▶ _The task_:
From the first line to the last, write out the records below exactly as they appear.

*** Opening of Study material ***

PR #1299, opened 2021-11-29
Add universal_apple_binary rule for multi-arch binaries

brentleyjones:
Introduces a new `universal_apple_binary` rule to support building
universal ('fat') binaries from other binary targets (e.g. `cc_binary`,
`go_binary`) using a combination of split transitions and Apple's `lipo`
tool for universal binaries.

PiperOrigin-RevId: 407859091
(cherry picked from commit 73c041db161f5058f2e4cc124b7591300618b5a6)

### DIFF
--- a/test/starlark_tests/rules/apple_verification_test.bzl
+++ b/test/starlark_tests/rules/apple_verification_test.bzl
@@ -38,9 +38,16 @@ load(
 
 def _apple_verification_transition_impl(settings, attr):
     """Implementation of the apple_verification_transition transition."""
+
+    # This was added because this transition is also used by
+    # `infoplist_contents_test` and has no "macos_cpus" attribute.
+    macos_cpus = "x86_64"
+    if hasattr(attr, "macos_cpus"):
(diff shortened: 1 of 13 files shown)


test/starlark_tests/rules/apple_verification_test.bzl
```diff
@@ -38,9 +38,16 @@ load(
 
 def _apple_verification_transition_impl(settings, attr):
     """Implementation of the apple_verification_transition transition."""
+
+    # This was added because this transition is also used by
+    # `infoplist_contents_test` and has no "macos_cpus" attribute.
+    macos_cpus = "x86_64"
```
keith, line 44: hrm prob wrong, but we can fix later

keith (approved):

test/starlark_tests/rules/apple_verification_test.bzl
brentleyjones: Ahh, probably. Let's fix it after if it is.

PR #1300, opened 2021-12-01
Skip signing of frameworks in tests as well

brentleyjones:
When not signing the simulator bundle, we don't need to sign the frameworks either.

### DIFF
--- a/apple/internal/codesigning_support.bzl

*** Close of Study material ***

▶ _Solution_:
PR #1299, opened 2021-11-29
Add universal_apple_binary rule for multi-arch binaries

brentleyjones:
Introduces a new `universal_apple_binary` rule to support building
universal ('fat') binaries from other binary targets (e.g. `cc_binary`,
`go_binary`) using a combination of split transitions and Apple's `lipo`
tool for universal binaries.

PiperOrigin-RevId: 407859091
(cherry picked from commit 73c041db161f5058f2e4cc124b7591300618b5a6)

### DIFF
--- a/test/starlark_tests/rules/apple_verification_test.bzl
+++ b/test/starlark_tests/rules/apple_verification_test.bzl
@@ -38,9 +38,16 @@ load(
 
 def _apple_verification_transition_impl(settings, attr):
     """Implementation of the apple_verification_transition transition."""
+
+    # This was added because this transition is also used by
+    # `infoplist_contents_test` and has no "macos_cpus" attribute.
+    macos_cpus = "x86_64"
+    if hasattr(attr, "macos_cpus"):
(diff shortened: 1 of 13 files shown)


test/starlark_tests/rules/apple_verification_test.bzl
```diff
@@ -38,9 +38,16 @@ load(
 
 def _apple_verification_transition_impl(settings, attr):
     """Implementation of the apple_verification_transition transition."""
+
+    # This was added because this transition is also used by
+    # `infoplist_contents_test` and has no "macos_cpus" attribute.
+    macos_cpus = "x86_64"
```
keith, line 44: hrm prob wrong, but we can fix later

keith (approved):

test/starlark_tests/rules/apple_verification_test.bzl
brentleyjones: Ahh, probably. Let's fix it after if it is.

PR #1300, opened 2021-12-01
Skip signing of frameworks in tests as well

brentleyjones:
When not signing the simulator bundle, we don't need to sign the frameworks either.

### DIFF
--- a/apple/internal/codesigning_support.bzl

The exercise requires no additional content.